Hacker News new | ask | show | jobs
by leetNightshade 3885 days ago
You assume that JVM is slow, yes? That's not always the case. Interestingly, there's cases where JVM applications run just as fast as if not faster than native code. This blows my mind, as a C++ programmer myself.

http://codexpi.com/java-vs-cpp-performance-comparison-jit-co...

http://stackoverflow.com/questions/5641356/why-is-it-that-by...

http://beautynbits.blogspot.com/2013/01/performance-java-vs-...

1 comments

Once compiled to native code, which it will be for big data because the same classes are reused over and over, I would assume it would be in same ball-park as C/C++ code.
There's still a pretty big speed penalty for Java because the object model encourages a lot of pointer-chasing, which will blow your data locality. In C++, it's common for contained structs to be flat in memory, so accessing a data member in them is just an offset from a base address. In Java, all Object types are really pointers, which you need to dereference to get the contained object. HotSpot can't really optimize this beyond putting really frequently used objects in registers.

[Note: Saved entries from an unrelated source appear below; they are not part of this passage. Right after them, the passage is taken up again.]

PR #91, opened 2019-08-31
modules: Add support for Micron MT47H32M16 DDR2 RAM

sd-fritze:
Hi,
this adds support for the Micron MT47H32M16 family of DDR2 RAMs.
They are (except for being half the size and having half the bank count) identical to the MT47H64M16 already supported, so they could also be written with less duplication.


enjoy-digital:
Thanks, merged.

PR #92, opened 2019-10-23
frontend/[axi,wishbone]: add data_width match assertion, add base_address to LiteDRAMWishbone2Native

gsomlo:
Rocket's 'mem_axi' and LiteDRAM's native ports both happen to have the same (64-bit) data width, (EDIT: true only on the nexys4ddr -- on the versa, liteDRAM is 128bit!) and therefore can be connected together using LiteDRAMAXI2Native() (see https://github.com/enjoy-digital/litex/pull/284).

However, we should ensure that axi and native ports have the same data width, in case we ever end up trying to connect interfaces with non-matching data width!

### DIFF
--- a/litedram/frontend/axi.py
+++ b/litedram/frontend/axi.py
@@ -32,6 +32,7 @@ class LiteDRAMAXIPort(AXIInterface):
 class LiteDRAMAXI2NativeW(Module):
     def __init__(self, axi, port, buffer_depth, base_address):
         assert axi.address_width >= log2_int(base_address)
+        assert axi.data_width == port.data_width
         self.cmd_request = Signal()
         self.cmd_grant = Signal()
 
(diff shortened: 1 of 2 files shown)


gsomlo:
Not sure about this anymore, e.g. what happens if the axi data_width is less than the native litedram port data_width? We're probably writing 0s into the MSBs of the native port, so that's probably bad, even if a subsequent axi write would *try* to increment the address by *half* a word size and populate those bits in a subsequent write... I'm going to leave this PR open for now, because I think it's still the right thing to do, but @enjoy-digital please sanity-check me before applying :)

gsomlo:
After some more thinking, I think the data-width assertion should go in. Also, I've added a commit introducing a base_address offset to the LiteDRAMNative2Wishbone converter, similar to the one recently added to LiteDRAMNative2AXI one.

enjoy-digital:
Thanks merged. It's indeed better to be strict on data_width between AXI and Native ports to avoid unspecified behavior.

PR #95, opened 2019-11-12
init: improve legibility of generated/sdram_phy.h (cosmetic)

gsomlo:
Use DFII_NPHASES constant (defined earlier in the file) to size the
two 'sdram_dfii_pix_[wrdata|rddata]_addr' arrays, instead of a bare
number. Additionally, ensure the first array element is indented by
a tab, same as the ones following it.


enjoy-digital:
Thanks, merged.

PR #104, opened 2020-01-24
phy/model: add support for initializing memory from file

### LINKED ISSUE #102: DFI Model: Add initialization capability
Currently, it's not possible to initialize the memory content of the DFI model at startup. Being able to initialize it at startup (similar to what we can already do for inferred memories or block rams), would allow simulating SoCs with firmware/OS binaries stored in the SDRAM and directly jump to it at startup from the bios, avoiding serialboot or tftp that are slow in simulation.

An `init` parameter should be added to `SDRAMPHYModel`, taking a list with the initialization datas (simular to Migen's `Memory`). Since the SDRAM is organized in banks, the initialization data then needs to be spread among banks to initialize each bank memory: https://github.com/enjoy-digital/litedram/blob/master/litedram/phy/model.py#L49

piotr-binkowski:
This PR adds support for initializing contents of `SDRAMPHYModel` which can greatly help with simulations.
This still needs some adjustments because LiteDRAM uses `ROW_BANK_COL` order and I initially went with simpler `BANK_ROW_COL` order. At this point data is visible in simulation but it is all over the place.

Closes #102

### DIFF
--- a/litedram/phy/model.py
+++ b/litedram/phy/model.py
@@ -19,7 +19,7 @@ from operator import or_
 # Bank Model ---------------------------------------------------------------------------------------
 
 class BankModel(Module):
-    def __init__(self, data_width, nrows, ncols, burst_length, we_granularity):
+    def __init__(self, data_width, nrows, ncols, burst_length, we_granularity, init):
         self.activate     = Signal()
         self.activate_row = Signal(max=nrows)
         self.precharge    = Signal()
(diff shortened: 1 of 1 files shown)


enjoy-digital:
Thanks, before merging we should probably add an `address_mapping` parameter that defaults to `"ROW_BANK_COL"` and make sure this mapping is supported  since that's the mapping we will use for now.

piotr-binkowski:
I've made some improvements to this and it seems that now data in memory matches output from hexdump on a host PC, for some reason I needed to reverse the order in each 4 32-bit word group. Additionally it appears that at this point this won't work on memories with data bus wider than 32-bit because Migen seems to generate 32-bit wide init for 64-bit memories which then fails with `$readmem file address beyond bounds of array`

enjoy-digital:
Thanks for the changes and explanation, i'll do more tests with it and will try to remove the limitation.

PR #427, opened 2022-12-14
Add Option to configure Hybrid PQ TLS Cipher Preferences

alexw91:
*Issue #, if available:*
N/A

*Description of changes:*
Add Option to configure Hybrid PQ TLS Cipher Preferences. 

Note: I don't write a lot of Python, and this is the first time I'm writing Python-to-C translation code, so please take an extra close look when reviewing to make sure I didn't make any simple mistakes. 

### DIFF
--- a/awscrt/io.py
+++ b/awscrt/io.py
@@ -10,7 +10,7 @@ Long-running event-loop threads are used for concurrency.
 
 import _awscrt
 from awscrt import NativeResource
-from enum import Enum, IntEnum
+from enum import IntEnum
 import threading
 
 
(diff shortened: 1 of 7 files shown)


awscrt/io.py
```diff
@@ -250,6 +250,14 @@ class TlsVersion(IntEnum):
     DEFAULT = 128  #:
 
 
+class TlsCipherPref(Enum):
```
graebm, line 253: I'd just make this an IntEnum like all our other enums

awscrt/io.py
```diff
@@ -250,6 +250,14 @@ class TlsVersion(IntEnum):
...
+    DEFAULT = (0)
+    PQ_TLSv1_0_2021_05 = (6)
+
+    def __init__(self, tlsCipherEnumVal):
+        self.isSupported = _awscrt.is_tls_cipher_supported(tlsCipherEnumVal)
```
graebm, line 258: I'd do this as a member function, instead of an attribute. It's transparent, the action in python maps to the action in C. Also, it lets you just make this a normal IntEnum, you don't have to mess with the `__init__` function

also, our python API uses snake_case, not camelCase

also, need to include a docstring or it won't show up in the API docs

```
    def is_supported(self):
        """Return whether this Cipher Preference is available in the underlying TLS implementation"""
        return _awscrt.is_tls_cipher_supported(self.value)

```

awscrt/io.py
```diff
@@ -250,6 +250,14 @@ class TlsVersion(IntEnum):
     DEFAULT = 128  #:
 
 
+class TlsCipherPref(Enum):
+    DEFAULT = (0)
```
graebm, line 254: stuff needs to have SOME kind of docstring or it won't show up in the [API docs](https://awslabs.github.io/aws-crt-python/api/io.html#awscrt.io.TlsVersion)

you need to add a """ triple-quoted docstring, or at the very least a `#:` or the enum value won't even show up

you can see what the docs will look like by locally running `./scripts/make-docs.py`, then look at `docs/index.html` in your browser

source/io.c
```diff
@@ -83,6 +83,18 @@ PyObject *aws_py_is_alpn_available(PyObject *self, PyObject *args) {
...
 }
 
+PyObject *aws_py_is_tls_cipher_supported(PyObject *self, PyObject *args) {
+    (void)self;
+    (void)args;
+
+    int cipher_pref = 0;
+
+    if (!PyArg_ParseTuple(args, "i", &cipher_pref)) {
+        return PyErr_AwsLastError();
```
graebm, line 93:
```suggestion
        return NULL;
```

Py_ArgParseTuple() is a python-c-api function, it doesn't raise an AWS error

the way to report an exception in a python-c-api function is to set the current exception, and return NULL

PyArg_ParseTuple has already set the exception in this case, so we just need to return NULL

test/test_crypto.py
```diff
@@ -75,6 +76,9 @@ def test_md5_iterated(self):
         expected = b'\x90\x01\x50\x98\x3c\xd2\x4f\xb0\xd6\x96\x3f\x7d\x28\xe1\x7f\x72'
         self.assertEqual(expected, digest)
 
+    def test_is_tls_cipher_supported(self):
```
graebm, line 79: trivial: put this test in `test_io.py` since it's testing something from `io.py`

this file is for testing stuff from `crypto.py`

test/test_http_client.py
```diff
@@ -77,6 +77,8 @@ def _stop_server(self):
     def _new_client_connection(self, secure, proxy_options=None):
         if secure:
             tls_ctx_opt = TlsContextOptions()
+            if (TlsCipherPref.PQ_TLSv1_0_2021_05.isSupported):
+                tls_ctx_opt.cipher_pref = TlsCipherPref.PQ_TLSv1_0_2021_05
```
graebm, line 81: let's test this explicitly, instead of sneaking it into our vanilla tests

I'd propose doing it something like:

add an extra param like:
`def _new_client_connection(self, secure, proxy_options=None, cipher_pref=TlsCipherPref.DEFAULT):`

add an explicit test (that's skipped if the cipher isn't supported) something like:
```
    @unittest.skipIf(not TlsCipherPref.PQ_TLSv1_0_2021_05.is_supported())
    def test_connect_pq_tlsv1_0_2021_05(self):
        self._test_connect(secure=True, cipher_pref=TlsCipherPref.PQ_TLSv1_0_2021_05)
```

awscrt/io.py
```diff
@@ -269,6 +277,7 @@ class TlsContextOptions:
         'min_tls_ver',
```
graebm, line 277: need to add cipher_pref into the list of "Attributes", in the docstring for TlsContextOptions

graebm (approved):

PR #441, opened 2023-02-05
Patch 1

minegit:
*Issue #, if available:*

*Description of changes:*
Adding **kwargs to allow the user to pass objects like flask context, any other meta data to the callback method.

### DIFF
--- a/awscrt/mqtt.py
+++ b/awscrt/mqtt.py
@@ -476,7 +476,7 @@ class Connection(NativeResource):
 
         return future
 
-    def subscribe(self, topic, qos, callback=None):
+    def subscribe(self, topic, qos, callback=None, **kwargs):
         """Subscribe to a topic filter (async).
 
         The client sends a SUBSCRIBE packet and the server responds with a SUBACK.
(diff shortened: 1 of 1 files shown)


bretambrose (commented):
If you want additional context available within your callbacks, we recommend using lambda capture mechanics when defining the callback.  Using kwargs as an opaque user data passing mechanism over async boundaries is not a pattern I think we want to support or encourage.

minegit:
Hi @bretambrose can you give me any example in python or any link where I can understand this mechanism. 
Because we require some context to be passed for the callback to process the message and we are stuck here .

bretambrose:
> Hi @bretambrose can you give me any example in python or any link where I can understand this mechanism. Because we require some context to be passed for the callback to process the message and we are stuck here .

Both lambdas and inner functions work fine.  Here's an example using an inner function.  The extended callback (with context parameter) is called with the additional context that is captured by the inner function's definition at subscribe time.

```
def on_message_received_with_context(topic, payload, dup, qos, retain, context):
    print("Received message from topic '{}': {}".format(topic, payload))
    print("Captured context: {}".format(context))

... (in other function)

    context = "Hello there"
    def on_message_received(topic, payload, dup, qos, retain):
        on_message_received_with_context(topic, payload, dup, qos, retain, context)

    # Subscribe
    print("Subscribing to topic '{}'...".format(message_topic))
    subscribe_future, packet_id = mqtt_connection.subscribe(
        topic=message_topic,
        qos=mqtt.QoS.AT_LEAST_ONCE,
        callback=on_message_received)

```

PR #442, opened 2023-02-08
MQTT311 extra connection callbacks

TwistedTwigleg:
*Description of changes:*

Adds additional connection callbacks to MQTT311. Specifically, adds `onConnectionSuccess`, `onConnectionFailure`, and `onConnectionClosed` These callbacks mirror those in V1.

A lot of big-data work involves pulling out struct fields from a deeply nested composite record, and then performing some manipulation on them.

Listen to the parent here, I've seen 10x performance in production Java code just using flatbuffers(and paying the marshaling costs from ByteBuffer).

50x is not unreasonable for C/C++ code that was OO and uses a data oriented approach instead.

Memory indirection is the biggest issue indeed. However, I'd also add that java has a terrible performance model, as a language. Unless you stick to primitives only, the abstraction costs start to add up (beyond pointer chasing). It shoves the entire optimization burden onto the JVM which by the time it runs has lost a bunch of semantic and type information in some cases. There are also codegen deficiencies in current hotspot C2 compiler (i.e. generated code subpar compared to roughly equivalent gcc).
> In C++, it's common for contained structs to be flat in memory, so accessing a data member in them is just an offset from a base address

JVM inlines virtual method calls as one of its optimizations. See: http://www.oracle.com/technetwork/java/whitepaper-135217.htm...

How is that related to the parent's point?